> Task prompt
The result should be every line that contains the word "implementation", taken from the material.

> Recorded information
------------

PR #5505, opened 2025-11-24
Log the output of the git-clone command into the OpenShift Logs.

rgrunber:
- Convert 'exec' call to use 'spawn'


rgrunber:
I'm going to merge this. I haven't applied the same changes to the deployment workflow, but I can't seem to get that wizard page to come up. It can be done some other time.

Issue #4682, opened 2024-12-03
Make "Bind Service" feature to use `servicebinding.io` API instead of the deprecated Service Binding Operator


vrubezhny:
We have no need to keep "Bind Service" command and the  related UI due to the deprecation of the Service Binding Operator. 

See: https://github.com/redhat-developer/service-binding-operator

![Image](https://github.com/user-attachments/assets/e3e17867-bb9d-4ac0-8a71-a76ae1bb3c0e)

PR #6000, opened 2026-07-28
list of service binding and added binding using oc

msivasubramaniaan:


vrubezhny:
SBO Migration Required

  PR #6000 brings the service binding feature back by:

  1. Removing odo dependency — addBinding() and loadView() no longer use Odo.Instance, all binding operations go through BindableService and the K8s API directly
  2. Fixing bugs — early return with empty password preventing TokenStore persistence, stale KubeConfig in singleton, wrong module import, missing componentName parameter
  3. Restoring tests — unit, integration, and UI tests for the binding flow, renamed from operatorBackedService to bindableService to reflect the direction away from SBO

  However, the current implementation still depends on the Service Binding Operator (SBO) for two critical functions:

  - Service discovery via the BindableKinds CRD (oc get bindablekinds.binding.operators.coreos.com)
  - Binding creation via the ServiceBinding CRD

  SBO was deprecated in February 2024. Testing revealed that SBO's BindableKinds does not auto-discover operators that implement the Provisioned Service pattern (e.g., CloudNativePG), even when both SBO and the
  operator are installed on the same cluster. The old odo-based code worked because odo had its own discovery mechanism independent of BindableKinds.

  This means the binding feature restored in this PR is effectively non-functional on clusters where operators don't explicitly register themselves with SBO via CSV descriptors — which includes most modern
  operators that follow the servicebinding.io spec instead.

  This PR does not resolve #4682 — Make "Bind Service" feature to use servicebinding.io API instead of the deprecated Service Binding Operator. It removes the odo dependency and restores the infrastructure, but
  the underlying SBO dependency remains and must be replaced in a follow-up.

  Next step: Replace SBO-based discovery and binding with pure K8s API operations:
  - Discovery: Scan cluster CRDs/resources for .status.binding.name (Provisioned Service pattern)
  - Binding: Patch Deployments directly to mount the binding secret as a volume at /bindings/<name>/ and set SERVICE_BINDING_ROOT=/bindings

  This eliminates the SBO dependency entirely and supports any operator that implements the Provisioned Service pattern.

vrubezhny:
Merging as it's a good base to start migrating out of SBO

PR #6088, opened 2026-09-06
[tests] Replace clipboard with tinyclip

vrubezhny:


vrubezhny:
tinyclip doesn't work properly on GH CI runner, so we stay stick to clipboardy. It's bigger but works fine.

PR #6097, opened 2026-09-08
[feature] Replace odo dev/odo dev --debug with a native TypeScript engine (CRW-10963)

vrubezhny:
Replaces the CLI shell-out to `odo dev` / `odo dev --debug` with a native TypeScript dev-mode engine, following the same pattern already used to replace `odo init`/`odo deploy`/`odo undeploy`/`odo describe`. Dev mode now runs directly against the current Kubernetes/OpenShift cluster or a local podman runtime — deploying/starting the dev container(s), performing an initial `.gitignore`-aware file sync plus an ongoing file watcher that syncs and restarts the run/debug command on change, executing that command, and forwarding its endpoints — with no remaining dependency on the `odo` CLI for this feature. The component context-menu commands (dev/dev.manual/dev.onPodman/dev.onPodman.manual/exitDevMode/ forceExitDevMode/showDevTerminal) are rewired to this engine, and the OpenShift Terminal panel UX (live output, Ctrl-C-to-stop) is preserved via a generalized virtual-terminal mode rather than a real spawned process. `describe`'s status reporting was also reworked to accurately reflect simultaneous Dev/Deploy state, `managed-by`, and the actual cluster platform (OpenShift/Kubernetes/Kind/Minikube) for both engines.

Extends the Debug command to support Go components in addition to Java, Node.js, and Python, with automatic Delve debugger configuration and VS Code debugger attachment.

Adds unit and integration test coverage for all of the new dev-engine modules (session lifecycle, cluster/podman platforms, file sync, command execution, port-forwarding, terminal bridging) and extends existing test suites (`describe`, `kubeUtils`, `component`) to cover the reworked behavior.

Assisted-By: Claude Sonnet 5 <noreply@anthropic.com>

### DIFF
--- a/doc/plans/project_inner_loop_dev_plan.md
+++ b/doc/plans/project_inner_loop_dev_plan.md
@@ -1,0 +1,717 @@
+# Native `odo dev` / `odo dev --debug` Replacement — Plan
+
+Status legend: `[ ]` not started · `[~]` in progress · `[x]` done
+
+## Goal
+
+Replace the CLI shell-out to `odo dev` / `odo dev --debug` (currently `src/odo/command.ts`'s
+`Command.dev()`, invoked from `src/openshift/component.ts`'s `devRunOn`) with a native
+TypeScript implementation, following the same pattern already used to replace `odo init`
+(`src/devfile/init.ts`), `odo deploy` (`src/devfile/deploy.ts`), and `odo undeploy`
+(`src/devfile/undeploy.ts`).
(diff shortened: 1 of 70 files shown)


vrubezhny:
A short demo of Start/Stop Dev Mode on local Kind cluster and Podman:


https://github.com/user-attachments/assets/c9504e9c-9fce-4ea7-9bf3-6011562686cf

------------

> Solution to this exercise
  However, the current implementation still depends on the Service Binding Operator (SBO) for two critical functions:
+TypeScript implementation, following the same pattern already used to replace `odo init`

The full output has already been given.